If $h: \mathrm{Sd}^2 K \to \mathrm{Sd}^1 K$ is a simplicial approximation to the identity $|\mathrm{Sd}^2 K| \to |\mathrm{Sd}^1 K|$, then $|g| \cong f \cong f|h|$ and $|g|_* = f_* |h|_*$. (Here we don't need the explicit formula for $h$). And Lemma 9.17 givs $h_* = (\mathrm{Sd}_*)^{-1}$(We dont need to iterate, siince here t=1). Hence
$$
g_\# \mathrm{Sd}_\#: C_*(\mathrm{Sd}^1 K) \to C_*(\mathrm{Sd}^1 K)
$$
is a chain map inducing $f_*$. Hence
$$\lambda(f) = \lambda(g_* \mathrm{Sd}_*) = \lambda(g_\# \mathrm{Sd}_\#) = tr(g_{0\#} \mathrm{Sd}_{0\#}) - tr(g_{1\#} \mathrm{Sd}_{1\#})
$$
Here for this concrete case we have that(the notation in the screenshot changed):
$$
g_{0\#} \mathrm{Sd}_{0\#}: C_0(\mathrm{Sd}^1 K) \to C_0(\mathrm{Sd}^1 K) \\
<p0> \mapsto <p1> \\
<p1> \mapsto <p2> \\
<p2> \mapsto <p0> \\
<q0> \mapsto <q1> \\
<q1> \mapsto <q2> \\
<p3> \mapsto <q0>
$$
Show that matrix's diagnal elements are all zero. It's also easy to check for the case $p=1$ too:
$$
g_{1\#} \mathrm{Sd}_{1\#}: C_1(\mathrm{Sd}^1 K) \to C_1(\mathrm{Sd}^1 K) \\
<p0, q0> \mapsto g_{1, \#} (<p0, r0>) + g_{1, \#}(<r0, q0>) = <p1, q1> + <q1, q1> = <p1, q1>
$$
So since all elements of both the two matrixs' diagnal are $0$, $tr(g_{0\#} \mathrm{Sd}_{0\#}) = tr(g_{1\#} \mathrm{Sd}_{1\#}) = 0$, hence $\lambda(f) = 0$.

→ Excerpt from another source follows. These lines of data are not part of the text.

PR #29, opened 2022-09-07
Fixes 161: Add introspection status column to list table

rverdile:
This depends on this backend PR: https://github.com/content-services/content-sources-backend/pull/95

What's left:
- [x] Tests
- [x] Not sure what the "Pending" status is supposed to look like since it's not on the mocks.


src/components/ContentListTable/ContentListTable.tsx
```diff
@@ -35,6 +35,12 @@ import ContentListFilters from './ContentListFilters';
 import Hide from '../Hide/Hide';
 import EmptyTableState from './components/EmptyTableState';
 import { useQueryClient } from 'react-query';
+import StatusIcon from './components/StatusIcon';
+
+export const red = global_danger_color_100.value;
+export const green = global_success_color_100.value;
+export const yellow = '#F0AB00';
+export const brown = '#795600';
```
rverdile, line 43: I wanted to put all the styling stuff in `StatusIcon.tsx`, but calling createUseStyles there gives an error: "React has detected a change in the order of Hooks called by..."

src/components/ContentListTable/ContentListTable.tsx
```diff
@@ -35,6 +35,12 @@ import ContentListFilters from './ContentListFilters';
 import Hide from '../Hide/Hide';
 import EmptyTableState from './components/EmptyTableState';
 import { useQueryClient } from 'react-query';
+import StatusIcon from './components/StatusIcon';
+
+export const red = global_danger_color_100.value;
+export const green = global_success_color_100.value;
```
Andrewgdewar, line 41: if you must use this in multiple components, we should likely create a "helper.ts" file for this.

src/components/ContentListTable/ContentListTable.tsx
```diff
@@ -35,6 +35,12 @@ import ContentListFilters from './ContentListFilters';
...
+export const yellow = '#F0AB00';
```
Andrewgdewar, line 42: Can you not find these colors within [patternfly](https://www.patternfly.org/v4/guidelines/colors) that are matching this?

Andrewgdewar:
Before you get too far in this, we do have a requirement to sort by status on this table. If that doesn't require any changes in the backend (as in the data structures you are using) then there shouldn't be any issues. 

Just thought I'd mention it for planning.

src/components/ContentListTable/components/StatusIcon.tsx
```diff
@@ -0,0 +1,68 @@
...
+const StatusIcon = ({ status, error, classes }: Props) => {
+  switch(status) {
+    case 'Valid':
+      return (
+        <Flex alignContent={{ default: 'alignContentCenter' }} direction={{ default: 'row' }}>
+          <FlexItem spacer={{ default: 'spacerSm' }}>
+            <CheckCircleIcon color={green} />
+          </FlexItem>
+          <FlexItem>
+            <span className={classes.green}>Valid</span>
```
Andrewgdewar, line 20: I think a better way to do this would be to first create a "green" color variable in a helper.ts, and then a component named StatusText with the span and passed in color variable.

Andrewgdewar: Make your classes within that component.

src/components/ContentListTable/ContentListTable.tsx
rverdile: I got these values from patternfly, but I did not find a global variable for them like red and green

rverdile:
updated

Andrewgdewar:
Looks good, you may want to rebase from my edit PR, as there are some changes to classes that you may need to update.

Andrewgdewar:
May want to rebase from master

Andrewgdewar:
As for the pending status. Default statuses that are not bad or good, are usually represented with the "info" color. 
So you may want to try playing with those here: https://www.patternfly.org/v4/guidelines/colors
Also if you need another icon, the info one makes sense to me in this case as well.

src/components/ContentListTable/components/StatusIcon.test.tsx
```diff
@@ -0,0 +1,43 @@
+import { render } from '@testing-library/react';
+import StatusIcon from './StatusIcon';
+
+it('Render with Pending status', () => {
+  const { queryByText } = render(
+    <StatusIcon
+      status='Pending'
+    />,
+  );
```
rverdile, line 9: I was hoping to query for the actual icon here but I can't find a way to do that

Andrewgdewar: I think the text is enough here.

src/components/ContentListTable/components/StatusText.tsx
```diff
@@ -0,0 +1,29 @@
...
+interface Props {
+  color: string
+  children?: React.ReactNode
+}
+
+const StatusText = ({ color, children }: Props) => {
+  const classes = useStyles();
+
+  return (
+    <span className={classes[color]}>{children}</span>
```
Andrewgdewar, line 25: You'll likely want to make the color type above  a string selection like: "red" | "green" | etc..

src/components/EditContentModal/helpers.test.ts
```diff
@@ -38,6 +38,8 @@ it('mapToDefaultFormikValues', () => {
       package_count: 25,
       distribution_versions: ['version1', 'etc'],
       distribution_arch: 'stuffAndThings',
+      status: 'stuffAndThings',
```
Andrewgdewar, line 41: +1 for consistency in naming.

Andrewgdewar (approved):
👍

Andrewgdewar:
I am rebasing off of this, ping me if you make changes @rverdile

PR #34, opened 2022-09-19
Fixes 158: Update UI to match demo Mocks

Andrewgdewar:
Updates:
- First column content, Name/url
- Naming of the overall app.  Use "custom repositories" not "content sources"
- Update table styling to match: [design mocks](https://marvelapp.com/prototype/e1150c1/screen/88547707)

### DIFF
--- a/src/services/Content/ContentQueries.ts
+++ b/src/services/Content/ContentQueries.ts
@@ -40,14 +40,19 @@ export const useAddContentQuery = (queryClient: QueryClient, request: CreateCont
   const { notify } = useNotification();
   return useMutation(() => AddContentListItems(request), {
     onSuccess: () => {
+      const title =
+        request?.length > 1
+          ? `${request?.length} custom repositories added`
+          : `Custom repository "${request?.[0]?.name}" added`;
       notify({
         variant: AlertVariant.success,
-        title: `Successfully added ${request.length} ${request.length > 1 ? 'items' : 'item'}.`,
+        title,
+        description: 'Repository introspection may take some time',
       });
       queryClient.invalidateQueries(CONTENT_LIST_KEY);
     },
     onError: (err: { response?: { data: string | Array<{ error: string | null }> } }) => {
-      let description = 'An error occurred.';
+      let description = 'An error occurred';
 
       switch (typeof err?.response?.data) {
         case 'string':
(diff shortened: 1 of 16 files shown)


jlsherrill:
https://issues.redhat.com/browse/HMSCONTENT-158

rverdile:
mockup

I noted all the differences. Some of these are either intentional or because of missing features, but I noted everything for the sake of completion. I bolded the ones where I don't think this is the case.

1. Selectors on the left hand side of the repo
2. **The search icon is on the right in a box (vs on the left and not in a box).**
3. **The sentence ends with a period**
4. **The text in this pop up is entirely different ("Successfully added 1 item")**
5. Kebab (vs no kebab)
6. Package count is missing because the backend PR isn't ready. Shows a spinner here for no packages, but currently it's blank.
7. **Status is "In progress" with a spinner (vs "Pending" with an icon)**
8. Sort icon on columns

Andrewgdewar:
> mockup
> 
> I noted all the differences. Some of these are either intentional or because of missing features, but I noted everything for the sake of completion. I bolded the ones where I don't think this is the case.

> 2. **The search icon is on the right in a box (vs on the left and not in a box).**
> 3. **The sentence ends with a period**
> 4. **The text in this pop up is entirely different (vs "Successfully added 1 item")**
> 7. **Status is "In progress" with a spinner (vs "Pending" with an icon)**

I take it you mean to say that the above should match. 

> 2. **The search icon is on the right in a box (vs on the left and not in a box).**
> 4. **The text in this pop up is entirely different (vs "Successfully added 1 item")**
- Will update, good catch!

> 3. **The sentence ends with a period**
I don't think this is intentional, I've corrected a number of small issues in copy from Maria in the past around this.

> 7. **Status is "In progress" with a spinner (vs "Pending" with an icon)**

This feels kind of weird to me, I think we should likely poke Maria and get some design feedback here.

rverdile:
I'm sure exactly which things we want to match the mocks and which we're happy with, so I'm just pointing out the differences.

Andrewgdewar:
Screen Shot 2022-09-23 at 2 26 36 PM

src/services/Content/ContentQueries.ts
```diff
@@ -35,14 +35,19 @@ export const useAddContentQuery = (queryClient: QueryClient, request: CreateCont
...
     onSuccess: () => {
+      const title =
+        request?.length > 1
+          ? `${request?.length} custom repositories added`
+          : `Custom repository "${request?.[0]?.name}" added`;
       notify({
         variant: AlertVariant.success,
-        title: `Successfully added ${request.length} ${request.length > 1 ? 'items' : 'item'}.`,
+        title,
+        description: 'The validation and package introspection process may take some time',
```
rverdile, line 45: Thinking about this message, I'm not sure which validation process would take some time? I know the mock says this, I'm just wondering if that messaging is still accurate. Also, I'm not sure if you'd say "package introspection" instead of "repository introspection". Maybe @jlsherrill can chime in here.

rverdile:
This is a fault from my last PR, not yours, but if you could remove the `title=blue` from [here](https://github.com/content-services/content-sources-frontend/blob/main/src/components/ContentListTable/components/StatusIcon.tsx#L60), it would no longer say "blue" when hovering over the Pending icon.

src/services/Content/ContentQueries.ts
jlsherrill: yes, i'd say "repository introspection" and i also would not mention validation taking some time.

Andrewgdewar: Roger

PR #36, opened 2022-09-23
Fixes 77: add gpg key and verification option

rverdile:
- Unhides the GPG key form in the Edit and Add modals. 
- Adds a radio button for the metadata verification option.

I was thinking GPG Key and the verification option should be their own components, but it seems like that would be more than a little disruptive to the current formik stuff. I welcome suggestions there (and anywhere).

### DIFF
--- a/src/components/EditContentModal/EditContentModal.tsx
+++ b/src/components/EditContentModal/EditContentModal.tsx
@@ -5,12 +5,13 @@ import {
   FormGroup,
   Modal,
   ModalVariant,
-  Popover, Radio,
+  Popover,
+  Radio,
   SelectVariant,
   Stack,
   StackItem,
   TextInput,
-  Tooltip
+  Tooltip,
 } from '@patternfly/react-core';
 import { OutlinedQuestionCircleIcon } from '@patternfly/react-icons';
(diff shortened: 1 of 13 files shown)


jlsherrill:
https://issues.redhat.com/browse/HMSCONTENT-77

src/components/EditContentModal/EditContentModal.tsx
```diff
@@ -5,12 +5,12 @@ import {
   FormGroup,
   Modal,
   ModalVariant,
-  Popover,
+  Popover, Radio,
```
Andrewgdewar, line 8: A linter addon would have caught this.

Andrewgdewar: I did a thing 😆

Andrewgdewar: It was format you needed to run in this case.

Andrewgdewar: I have prettier and eslint as addons for this reason. 
They work together to point out and automagically formatting issues. 
The only reason I'm a stickler is it makes later merging/rebasing easier.

rverdile: what's the command for that?

PR #38, opened 2022-10-05
Fixes 208: Add api validation for gpg-keys

Andrewgdewar:
This adds validation functionality to be paired with [this backend API ticket](https://github.com/content-services/content-sources-backend/pull/116), allowing the gpg_keys to: 

- Show errors when gpg_key is invalid
- Show errors when Package and metadata verification is set but gpg_key signature does not match.
- Auto-selection of Package and metadata verification option (based on url metadata_verification set to true)
- Auto-selection/disabling of metadata verification option (in case where url metadata_verification set to false).

- [x] Needs tests

### DIFF
--- a/src/components/AddContent/AddContent.test.tsx
+++ b/src/components/AddContent/AddContent.test.tsx
@@ -1,4 +1,4 @@
-import { act, fireEvent, render } from '@testing-library/react';
+import { act, fireEvent, render, waitFor } from '@testing-library/react';
 import {
   defaultValidationErrorData,
   passingValidationErrorData,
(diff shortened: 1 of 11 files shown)


src/components/AddContent/AddContent.test.tsx
```diff
@@ -119,6 +126,91 @@ it('expect "url" input to show a validation error', async () => {
...
+    button?.click();
+  });
+  const urlInput = queryByPlaceholderText('https://');
+  expect(urlInput).toBeInTheDocument();
+  if (urlInput) {
+    await act(async () => {
+      fireEvent.change(urlInput, { target: { value: 'https://bobTheBuilder.com' } });
+    });
+  }
+  expect(queryByText('Invalid URL')).not.toBeInTheDocument();
```
jlsherrill, line 200: i guess there's no way to reference the text via some constant rather than duplicating it?  I only say this because if the text changes, this test would still keep on passing even though its really not testing anything (and wouldn't detect a failure)

jlsherrill (approved):
One question, but not holding up testing

src/components/AddContent/AddContent.test.tsx
Andrewgdewar: Oh like a global constants for validation errors? We could do that.

jlsherrill: if it makes sense to do that more globally, lets file a ticket (i'm happy to do that)

mshriver:
https://issues.redhat.com/browse/HMSCONTENT-199 is going to be used to capture test coverage for this feature at a larger scope than this individual PR.

PR #52, opened 2022-10-19
Fixes 230: Fix UI redirect to /content

Andrewgdewar:
This change ensures that navigation will go to "/content" not "/content/anything-else". 

**Caveat:** 
When a selection is made on the external "Filter by tags" component found at the top of the page, it redirects our app to "/content/content#<whatever it adds>" instead of the now intentioned  "/content#<whatever it adds>" 

Screen Shot 2022-10-19 at 2 09 15 PM

Our redirect works only on actual navigation, the above uses a "replace" method to append parameters at the end of the URL.

Meaning this incorrect URL reference to be fixed, either within this component or where-ever the configured path is gotten from, likely another console dot configuration repo? @jlsherrill  

Additional changes: 
- Updated "react-router-dom"
- Removed 2 unused example components.


jlsherrill:
https://issues.redhat.com/browse/HMSCONTENT-230

jlsherrill (approved):

jlsherrill:
i'm not sure where we would have configured it to do /content/content in any config, but i'll dig around

jlsherrill:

Back to the original proof in the screenshot for the general case, the keypoint of the final paragraph is to show that the diagnal elements in the basis transformation matrix of $g_{p\#} \mathrm{Sd}_{p\#}$ are all zeros. Since the basis of $C_p(\mathrm{Sd}^n K)$ is all the ordered $p$-simplexes. Proof via contracondition, suppose for some $p$, some diagnal elements in the basis transformation matrix of
$$
g_{p\#} \mathrm{Sd}_{p\#}^t: C_p(\mathrm{Sd}^n K) \to C_p(\mathrm{Sd}^n K)
$$
is not zero. Then equivalently it means that for some $p$-simplex $\sigma$, $(g_{p\#} \mathrm{Sd}_{p\#}^t)(\sigma) = \cdots + m \cdot \sigma + \cdots$ where integer $m \neq 0 $. Then it follows the underlined sentence: Since $\mathrm{Sd}_p^t$ is just the barycentric subdivision intutively(it can be defined rigorous), for example:

$$
\mathrm{Sd}_2^1(<p_0, p_1, p_2>) = <p_0, p_{01}, p_{012}> + <p_{012}, p_{01}, p_1> + \cdots
$$
We can write(here the notation $\mathrm{Sd}_p^t \sigma$ used for two purpose, one is algebraic and the other is geometric)
$$
\mathrm{Sd}_p^t \sigma = \sum_{\rho \in \{p \text{ simplexes in } \mathrm{Sd}_p^t \sigma \}} a_\rho \rho
$$
where all $a_\rho$s are non-zero integers and as the underlined sentence said, the $\rho$s are simplexes in $\sigma$. Then it comes the second half part: the proof has assumed that some diagnal elements in the basis transformation matrix of $g_{p\#} \mathrm{Sd}_{p\#}$
is not zero, or equivalently $(g_{p\#} \mathrm{Sd}_{p\#})(\sigma) = \cdots + m \cdot \sigma + \cdots$ where integer $m \neq 0 $. Since
$$
\begin{aligned}
(g_{p\#} \mathrm{Sd}_{p\#}^t)(\sigma) &= g_{p\#}(\mathrm{Sd}_{p\#}^t(\sigma)) \\
&= g_{p\#}\big(\sum_{\rho \in \{p \text{ simplexes in } \mathrm{Sd}_p^t \sigma \}} a_\rho \rho\big) \\
&= \sum_{\rho \in \{p \text{ simplexes in } \mathrm{Sd}_p^t \sigma \}} a_\rho g_{p\#}(\rho)
\end{aligned}
$$
Here recall that $g_{p\#}$ is a chain map from $C_p(\mathrm{Sd}^{n+t} K)$ to $C_p(\mathrm{Sd}^{n} K)$. Now then there has to be some $\rho_{i_0}$ such taht $g_{p\#}(\rho_{i_0}) = \sigma$(As Plantation said in the chat, it's weird that the screenshot said $g_{p\#}(\rho_{i_0}) \subset \sigma$, I think it should be $g_{p\#}(\rho_{i_0}) = \sigma$ too.) Otherwise there will be no such part $m \cdot \sigma$ in $(g_{p\#} \mathrm{Sd}_{p\#})(\sigma)$. Then the rest proof follows the same as the screenshot.